Deze verschillen vormden een probleem in de industriële- en communicatierevolutie. De oprichting van een nationaal communicatienetwerk – de nationale postdienst – in Groot-Brittannië in 1780, ging gepaard met de introductie van een uniforme standaardtijd. Elke postbezorger moest een uurwerk bij zich dragen dat de correcte tijd weergaf conform de Greenwich Mean Time (GMT). GMT is vernoemd naar het destijds meest accurate Britse observatorium, dat gelegen was in Greenwich. Pas met andere ontwikkelingen, zoals de komst van een uitgebreid treinnetwerk, werd de gestandaardiseerde tijd ook relevant voor andere burgers die géén postbezorger waren. Dit proces wordt de denaturalisatie van tijd genoemd.
Treinen en tijdzones
In de Verenigde Staten (VS) leidde de aanleg van een treinnetwerk ook tot het creëren van een standaardtijdzone. De VS zijn immers een stuk groter dan Groot-Brittannië en spannen zich zodoende uit over meer lengtegraden. Met lengtegraden, die variëren van 0° tot 180°, wordt de oost-westpositie van een bepaald punt aangegeven. De aarde draait in een etmaal om de zon, dus het is handig om de kaart op te splitsen in vierentwintig tijdzones van 15° breed. Zo komt overal de kloktijd – ongeveer – overeen met de tijd die kan worden afgelezen van de zonnestand.
Toen treinnetwerken zich over het gehele Europese continent uitbreidden, groeide ook daar de noodzaak tot de introductie van tijdzones. Een van de doorslaggevende gebeurtenissen was de aanleg van een telegrafische verbinding tussen de VS en Europa, in de jaren 1870. Het idee werd geopperd om de hele wereld in tijdzones te verdelen. Dit ging – uiteraard – gepaard met wat diplomatiek gesteggel. Zo was Frankrijk niet blij met de GMT als standaard, aangezien Greenwich op het grondgebied van aartsrivaal Groot-Brittannië lag. De uiteindelijke indeling werd goedgekeurd tijdens de International Meridian Conference in 1884. Dat werd tijd! Dit betekende overigens niet dat elk land spontaan de lokale tijd in het verleden liet en overging op gestandaardiseerde tijd. Dit was een geleidelijk proces waar tijd overheen is gegaan.

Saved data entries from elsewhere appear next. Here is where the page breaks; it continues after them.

PR #56, opened 2021-11-11
Manifests.Update() will be called on fresh DaemonSet copy

Tal-or:
The deployer's buisness logic was intended to get executed once per the deployer process's lifetime.
We reused the same logic on the numaresources-operator, but on the operator we're performing multiple updates on the same manifests instance - IOW the Update() function processed a dirty copy of DaemonSet object if more than a single Update() call being executed.

This lead to several bugs:
1. https://github.com/k8stopologyawareschedwg/deployer/pull/55
2. The export-namespace https://github.com/k8stopologyawareschedwg/deployer/blob/main/pkg/manifests/yaml/rte/daemonset.yaml#L20 command argument, not updated properly (the initial reason for PR)

In order to solve this issue we change the Update() logic to always work on a fresh copy of DaemonSet object, hence we won't carry former changes during the Update() call.

### DIFF
--- a/pkg/manifests/rte/rte.go
+++ b/pkg/manifests/rte/rte.go
@@ -45,6 +45,8 @@ type Manifests struct {
 	// internal fields
 	plat           platform.Platform
 	serviceAccount string
+	// DaemonSet which not processed by Manifests.Update()
+	initialDaemonSet *appsv1.DaemonSet
 }
 
 func (mf Manifests) Clone() Manifests {
@@ -52,9 +54,10 @@ func (mf Manifests) Clone() Manifests {
 		plat:           mf.plat,
 		serviceAccount: mf.serviceAccount,
 		// objects
-		Role:        mf.Role.DeepCopy(),
-		RoleBinding: mf.RoleBinding.DeepCopy(),
-		DaemonSet:   mf.DaemonSet.DeepCopy(),
+		Role:             mf.Role.DeepCopy(),
+		RoleBinding:      mf.RoleBinding.DeepCopy(),
+		DaemonSet:        mf.DaemonSet.DeepCopy(),
+		initialDaemonSet: mf.initialDaemonSet.DeepCopy(),
 	}
 	if mf.plat == platform.Kubernetes {
 		ret.ServiceAccount = mf.ServiceAccount.DeepCopy()
@@ -70,6 +73,8 @@ type UpdateOptions struct {
 
 func (mf Manifests) Update(options UpdateOptions) Manifests {
 	ret := mf.Clone()
+	// work on a fresh (not dirty) clone of DaemonSet
+	ret.DaemonSet = ret.initialDaemonSet.DeepCopy()
 	if ret.plat == platform.Kubernetes {
 		if options.Namespace != "" {
 			ret.ServiceAccount.Namespace = options.Namespace
@@ -197,5 +202,7 @@ func GetManifests(plat platform.Platform) (Manifests, error) {
 	if err != nil {
 		return mf, err
 	}
+
+	mf.initialDaemonSet = mf.DaemonSet.DeepCopy()
 	return mf, nil
 }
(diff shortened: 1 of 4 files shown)


pkg/manifests/rte/rte.go
```diff
@@ -45,16 +45,19 @@ type Manifests struct {
...
 		plat:           mf.plat,
 		serviceAccount: mf.serviceAccount,
 		// objects
-		Role:        mf.Role.DeepCopy(),
-		RoleBinding: mf.RoleBinding.DeepCopy(),
-		DaemonSet:   mf.DaemonSet.DeepCopy(),
+		Role:             mf.Role.DeepCopy(),
+		RoleBinding:      mf.RoleBinding.DeepCopy(),
+		DaemonSet:        mf.DaemonSet.DeepCopy(),
+		initialDaemonSet: mf.initialDaemonSet.DeepCopy(),
```
fromanirh, line 60: this is workarounding a deeper bug. `mf.DaemonSet` is indeed supposed to be the initial pristine copy. We should never mutate that copy. This is why `Update` begins with `ret := mf.Clone()`.
Where in the flow we mutate the original reference of the DaemonSet?

fromanirh (commented):
Good catch. This is indeed a real (bad) bug, indeed hidden by the fact the deployer runs Update()  once. However, the code was designed to be able to support multiple calls to `Update()`.
This means the original code is indeed buggy (great that you are adding the tests), but this also mean there is a deeper bug somewhere in the update flow, because we should never be mutating the original objects.

pkg/manifests/rte/rte.go
Tal-or: hmm interesting let me look deeper.

Tal-or: Damn! :) https://github.com/openshift-kni/numaresources-operator/blob/main/controllers/numaresourcesoperator_controller.go#L117

fromanirh: nevertheless, the bug is real. The shell expansion in the DS command happens only once, and this is not the original intent.

Tal-or: I couldn't come up with a better patch that addresses the shell expansion specifically.
If you have an idea I'm open to suggestions.

fromanirh: After more closer inspection, `Clone()` and `Update()` work as intended. `DeepCopy()` is doing the right thing.
The bug is real, but is in how the manifests are consumed and not in how we generate and update them.

The only real bug here is in the naming: most of the functions the original author ( :) ) called `Update` aren't updating, rather transforming the manifests. "update" is typically in-place, and here we go to some great extent to avoid in-place transformations.

In the future we should rename the code with more explicative names.

Tal-or: I agree. This bug is more about wrong using than wrong implementation.

Anyway let me know what you prefer.
Just merging the unittest from this PR and remove the rest, is also an option.

fromanirh: The test addition is a good idea, but let's file a new PR later in the future just adding tests.

pkg/manifests/rte/rte.go
```diff
@@ -70,6 +73,8 @@ type UpdateOptions struct {
 
 func (mf Manifests) Update(options UpdateOptions) Manifests {
 	ret := mf.Clone()
```
cynepco3hahue, line 75: IMHO it's the bug in the `mf.Clone` method, it should just deep copy all entries under the initial struct

pkg/manifests/rte/rte.go
fromanirh: Let's add tests to verify that the behaviour of `Clone()` and `Update()` - which should never alter the original reference, but always return a mutated copy - is indeed correct. Of course let's do in a new PR.

Tal-or: Sure. I Will issue PR soon.

Tal-or:
As @fromanirh suggested: Let's add tests to verify that the behaviour of Clone() and Update() - which should never alter the original reference, but always return a mutated copy - is indeed correct. Of course let's do in a new PR.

Gelukkig voor Frankrijk is de internationale tijdsaanduiding sinds 1972 overgegaan op Universal Time Coordinated (UTC). UTC is gebaseerd op het gemiddelde van meer dan 450 atoomklokken, die wereldwijd zijn gestationeerd in meer dan 80 laboratoria, genaamd International Atomic Time. Deze atoomklokken zijn nauwkeuriger dan de astronomische klokken die eerder werden gebruikt. Ze meten namelijk de trillingen van atomen, wat een zeer regelmatig proces is. De afwijking bedraagt slechts één seconde in ruim 30 miljard jaar. Hoewel dat al erg indrukwekkend is, zijn er nu zelfs thoriumklokken in de maak met een nog grotere precisie, namelijk een afwijking van slechts een seconde in meer dan 300 miljard jaar.
Politiek tintje
Hoewel dit ogenschijnlijk objectief klinkt, waren tijdzones al vanaf het begin politiek beladen. Zo was het aannemen van de Greenwich-meridiaan als nulpunt voor de wereldtijd een teken van de Britse hegemonie. De verspreiding van deze tijdzone-constructie over de hele wereld hing samen met de manier waarop Europa keek naar mondiale controle. Europa, en met name Groot-Brittannië, had controle over het vaststellen van de internationale tijdstandaard, waardoor Europese belangen en perspectieven prioriteit kregen. Andere landen en regio’s moesten zich aanpassen aan dit systeem. Een voorbeeld is de alom geaccepteerde wereldkaart waarbij Europa in het midden ligt . Zo zie je maar dat politieke hegemonie niet alleen plaatsvindt op economisch of politiek niveau, maar ook invloed heeft op abstracte concepten zoals tijd.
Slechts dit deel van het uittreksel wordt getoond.